ECE M146 Homework 4 solved

Description

1. In this section, you will use the k-NN classifier to predict whether a person survives or
not on the Titanic. You will be using the same data set provided in HW3.
Unlike what we did in the last homework, we are going to build the k-NN classifier from
the first principle. You may not use fitcknn (sklearn.neighbors.KNeighborsClassifier
for python) in this problem as you will get incorrect answer by using those built-in
functions.
The k-NN classifier classifies a data point with feature xtest based on a training set by
performing the following procedures:
• Compute the distance from xtest to the feature of all training points. We will use
the Euclidean distance in this problem.
• Find the k nearest neighbors of this point.
• Classify this points as the majority class of its k nearest neighbors.
We use the following two rules to handle ties:
(a) Let dk be the distance of the k-th nearest neighbor of xtest. If there are multiple
training points that have distance dk from xtest. Choose those points with the
smallest indexes to be included in the k nearest neighbors.

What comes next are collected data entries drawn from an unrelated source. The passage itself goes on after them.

PR #4778, opened 2022-12-06
fix(server-runtime/session): unexpected behaviour in update of session data

cairin:
### Description

> **TLDR**: `commitSession(session)` will always perform an update when there is a valid cookie. Even if the underlying data no longer exists.

The following usage of `createSessionStorage` is currently producing unexpected results:

```js
export const { getSession, commitSession, destroySession } =
  createSessionStorage({
    cookie,
    async createData(data, expires) {
      const id = v4()
      await redisClient.set(id, JSON.stringify(data), {
        PXAT: expires?.valueOf(),
        NX: true // Only perform set if data doesn't exist
      })
      return id
    },
    async readData(id) {
      const data = await redisClient.get(id)
      if (data == null) return null
      return JSON.parse(data)
    },
    async updateData(id, data, expires) {
      await redisClient.set(id, JSON.stringify(data), {
        PXAT: expires?.valueOf(),
        XX: true // Only perform set if data exists
      })
    },
    async deleteData(id) {
      await redisClient.del(id)
    }
  })

```

It would seem reasonable that we can enforce data create/update in the respective CRUD controllers. However, the current implementation of [commitSession](https://github.com/remix-run/remix/blob/dev/packages/remix-server-runtime/sessions.ts#L242-L252) doesn't check if the session data exists when deciding on whether it should create/update the session. If the database fails and the session data is destroyed (before the cookie expires), the above implementation will silently fail. `updateData` won't update the session because it no longer exists, but `commitSession` will not create the data again either. No errors will be thrown.

One could argue that `updateData` should be able to set data, but then why have a full CRUD interface? Also, a decision like that should be documented.

### Testing

The testing strategy and fix is documented in the relevant commit descriptions.

Tests ran using `yarn test:primary --selectProjects server-runtime` during development and `yarn test:primary` to check it didn't have any unexpected implications.

### DIFF
--- a/contributors.yml
+++ b/contributors.yml
@@ -61,6 +61,7 @@
 - bsides
 - bustamantedev
 - c43721
+- cairin
 - camiaei
 - CanRau
 - ccssmnn
--- a/packages/remix-server-runtime/__tests__/sessions-test.ts
+++ b/packages/remix-server-runtime/__tests__/sessions-test.ts
@@ -1,5 +1,6 @@
 import { createCookieFactory } from "../cookies";
 import type { SignFunction, UnsignFunction } from "../crypto";
+import type { SessionData } from "../sessions";
 import {
   createSession,
   createSessionStorageFactory,
@@ -28,8 +29,16 @@ const createCookie = createCookieFactory({ sign, unsign });
 const createCookieSessionStorage =
   createCookieSessionStorageFactory(createCookie);
 const createSessionStorage = createSessionStorageFactory(createCookie);
-const createMemorySessionStorage =
-  createMemorySessionStorageFactory(createSessionStorage);
+
+const externalMemoryDataStore = new Map<
+  string,
+  { data: SessionData; expires?: Date }
+>();
+
+const createMemorySessionStorage = createMemorySessionStorageFactory(
+  createSessionStorage,
+  externalMemoryDataStore
+);
 
 describe("Session", () => {
   it("has an empty id by default", () => {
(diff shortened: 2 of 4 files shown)


brophdawg11:
I don't know that we should blindly call `readData` in `commitSession` because then every call to `commitSession` results in 2 calls to your backing store?

> If the database fails and the session data is destroyed (before the cookie expires)

Is this the only use case for this?  Somehow the backing session store gets deleted without you ever calling `destroySession`?


> No errors will be thrown.

This is because of NX/XX flags, no?  If you removed them would it "fix" the issue?  What's the use-case for needing them in the first place?

As you said, this can be handled in the current methods for advanced use-cases (by doing your own checks), so I'm leaning towards that being the path forward here.

cairin:
> I don't know that we should blindly call readData in commitSession because then every call to commitSession results in 2 calls to your backing store?

Yes you probably don't want the duplicate call. We actually just settled on always setting the data, regardless of whether create/update is called. 

> > If the database fails and the session data is destroyed (before the cookie expires)
>
> Is this the only use case for this? Somehow the backing session store gets deleted without you ever calling destroySession?

I can't remember the exact specifics of what was happening, but there was a race condition with the cookie/data expirations, that was causing them to be out of sync. And update/create was being called when it shouldn't. The redis client also didn't throw that error based on the flag, which meant if we tried to do an update on data that was no longer there it would fail silently.

> As you said, this can be handled in the current methods for advanced use-cases (by doing your own checks), so I'm leaning towards that being the path forward here.

Yes that seems reasonable. It might also be a good idea to add to the [createSessionStorage documentation](https://remix.run/docs/en/1.19.3/utils/sessions#createsessionstorage) some more context on when `createData` and `updateData` are called. Basically remix will call `createData` if there isn't a valid session cookie and `updateData` otherwise, and that you need to be aware that remix doesn't check if the underlying data exists.

brophdawg11:
👍 I added some details to the docs in https://github.com/remix-run/remix/commit/fd31ce92d7bbf891a11a00f076211c9366b99405

Issue #4741, opened 2022-12-02
Error: Expected a Response to be returned from queryRoute


alfonsocartes:
### What version of Remix are you using?

1.8.0

### Steps to Reproduce

I'm downloading an image from S3 with a resource route and I get Error: Expected a Response to be returned from queryRoute.

This doesn't happen in 1.7.6.

### Expected Behavior

Get image

### Actual Behavior

```
GET /assets/images/[AWSIMAGEKEY]?w=768&format=webp 500 - - 563.637 ms
The following error is a bug in Remix; please open an issue! https://github.com/remix-run/remix/issues/new
Error: Expected a Response to be returned from queryRoute
    at Object.invariant [as default] (/Users/.../node_modules/@remix-run/server-runtime/dist/invariant.js:18:11)
    at handleResourceRequestRR (/Users/.../node_modules/@remix-run/server-runtime/dist/server.js:267:25)
    at processTicksAndRejections (node:internal/process/task_queues:95:5)
    at requestHandler (/Users/.../node_modules/@remix-run/server-runtime/dist/server.js:46:18)
    at /Users/.../node_modules/@remix-run/express/dist/server.js:39:22
```

brophdawg11:
@alfonsocartes Are you able to provide a minimal reproduction or code sample of what your loader looks like and how you're getting the image from S3?  That would help us dig into the root cause here.  Thanks!

alfonsocartes:
Sure, the loader fetches from an external API through a resource route.

It's based on this example: [https://github.com/remix-run/examples/tree/main/file-and-s3-upload](Remix examples)

`export async function loader({ request, params }: LoaderArgs) {
  try {
    // extract all the parameters from the url
    const { key, width, height, fit, format } = extractParams(params, request);

    if (
      (width && !ALLOWED_IMAGE_SIZES.includes(width)) ||
      (height && !ALLOWED_IMAGE_SIZES.includes(height))
    ) {
      throw new Error(`Image size not allowed`);
    }
    return downloadImage(key, width, height, fit, format);
  } catch (error: unknown) {
    // if the image is not found, or we get any other errors we return different response types
    return handleError(error);
  }
}`

The downloadImage function calls an external API:

` return fetch(
      `${process.env.API_URL}/images/${imageKey}?width=${width}&height=${height}&fit=${fit}&format=${format}`
    );
`

And the external API streams the image:

`
router.get("/:imageKey", async (req, res) => {
  try {
    const { imageKey } = req.params;
[...]

PR #4782, opened 2022-12-06
Remove instanceof Response checks in favor of isResponse

brophdawg11:
Fixes https://github.com/remix-run/remix/issues/4741 by using `isResponse` instead of `instanceof Response`

Note: integration tests will fail until we get `@remix-run/server-runtime` onto the latest `@remix-run/router`

### DIFF
--- a/integration/loader-test.ts
+++ b/integration/loader-test.ts
@@ -69,17 +69,22 @@ test.describe("loader in an app", () => {
   let appFixture: AppFixture;
 
   let HOME_PAGE_TEXT = "hello world";
+  let REDIRECT_TARGET_TEXT = "redirect target";
+  let FETCH_TARGET_TEXT = "fetch target";
 
   test.beforeAll(async () => {
     appFixture = await createAppFixture(
       await createFixture({
         files: {
           "app/root.jsx": js`
+            import { Outlet } from '@remix-run/react'
+
             export default function Root() {
               return (
                 <html>
                   <body>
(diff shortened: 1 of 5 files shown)


integration/loader-test.ts
```diff
@@ -103,5 +124,12 @@ test.describe("loader in an app", () => {
     let app = new PlaywrightFixture(appFixture, page);
     await app.goto("/redirect");
     expect(await app.getHtml()).toMatch(HOME_PAGE_TEXT);
+    expect(await app.getHtml()).toMatch(REDIRECT_TARGET_TEXT);
```
brophdawg11, line 127: Strengthened the existing redirect tests a bit to ensure it renders the right content at the redirected location.

integration/loader-test.ts
```diff
@@ -69,27 +69,48 @@ test.describe("loader in an app", () => {
...
-            export const loader = () => redirect("/");
+            export const loader = () => redirect("/redirect-target");
             export default () => <div>Yo</div>
           `,
+          "app/routes/redirect-target.jsx": js`
+            export default () => <div>${REDIRECT_TARGET_TEXT}</div>
+          `,
+          "app/routes/fetch.jsx": js`
+            export function loader({ request }) {
+              return fetch(new URL(request.url).origin + '/fetch-target');
```
brophdawg11, line 103: This is the case we're fixing here - returning a raw `fetch` `Response` wasn't matching our `instanceof Response` check

PR #4790, opened 2022-12-06
Lift static handler creation and pass context through query/queryRoute

### LINKED ISSUE #4733: createRequestHandler in server-runtime causing slower responses in larger apps

brophdawg11:
Updates to `@remix-run/router@1.0.5-pre.1` with support for `requestContext` in `query`/`queryRoute` and lifts the static handler creation outside of `requestHandler`

Closes #4733

### DIFF
--- a/packages/remix-server-runtime/routes.ts
+++ b/packages/remix-server-runtime/routes.ts
@@ -1,11 +1,9 @@
-// TODO: RRR - Change import to @remix-run/router
 import type {
   AgnosticDataRouteObject,
   ActionFunctionArgs,
   LoaderFunctionArgs,
 } from "@remix-run/router";
 
-import { type AppLoadContext } from "./data";
 import { callRouteActionRR, callRouteLoaderRR } from "./data";
 import type { ServerRouteModule } from "./routeModules";
 
@@ -56,7 +54,6 @@ export function createRoutes(
 // createStaticHandler
 export function createStaticHandlerDataRoutes(
   manifest: ServerRouteManifest,
-  loadContext: AppLoadContext,
   parentId?: string
 ): AgnosticDataRouteObject[] {
   return Object.values(manifest)
@@ -73,8 +70,9 @@ export function createStaticHandlerDataRoutes(
         loader: route.module.loader
           ? (args: LoaderFunctionArgs) =>
               callRouteLoaderRR({
-                ...args,
-                loadContext,
+                request: args.request,
+                params: args.params,
+                loadContext: args.context,
                 loader: route.module.loader!,
                 routeId: route.id,
               })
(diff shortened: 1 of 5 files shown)


packages/remix-server-runtime/routes.ts
```diff
@@ -73,17 +70,19 @@ export function createStaticHandlerDataRoutes(
         loader: route.module.loader
           ? (args: LoaderFunctionArgs) =>
               callRouteLoaderRR({
-                ...args,
-                loadContext,
+                request: args.request,
+                params: args.params,
+                loadContext: args.context,
```
brophdawg11, line 75: No longer comes from the closure scope and instead passes straight through

packages/remix-server-runtime/server.ts
```diff
@@ -99,10 +100,14 @@ async function handleDataRequestRR(
...
-  request: Request
+  request: Request,
+  loadContext: AppLoadContext
 ) {
   try {
-    let response = await staticHandler.queryRoute(request, routeId);
+    let response = await staticHandler.queryRoute(request, {
+      routeId,
+      requestContext: loadContext,
+    });
```
brophdawg11, line 110: Send the context through `query`/`queryRoute`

For example, let
k = 3, if there is x9 that is distance 1 away from xtest; x1, x3 and x4 that is
distance 2 away from xtest, then the 3 nearest neighbor of xtest are x1, x3 and x9.
Note that dk = 2 in this example.
(b) For even k, among all k nearest neighbors of a data point, if the number of points
from class 0 is the same as the number of points from class 0, classify this data
point as ytie deterministically.
Answer the following questions:
(a) With ytie = 1, implement the k-NN algorithm. Find and plot the training and
testing error for k = 1, 2, · · · , 15.
(b) With ytie = 0, implement the k-NN algorithm. Find and plot the training and
testing error for k = 1, 2, · · · , 15.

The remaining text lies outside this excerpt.